ACTION ITEM –
Print the listing in full, with no character changed.
————————
PR #440, opened 2024-10-14
Remove tutorial section

skoech:
# Description

Since we no longer have a tutorial, I am removing this section for the time being as we work on a new tutorial.

## Type of change


lmlg (approved):
lgtm, thanks :)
————————
OUTPUT BELOW –
PR #440, opened 2024-10-14
Remove tutorial section

skoech:
# Description

Since we no longer have a tutorial, I am removing this section for the time being as we work on a new tutorial.

## Type of change


lmlg (approved):
lgtm, thanks :)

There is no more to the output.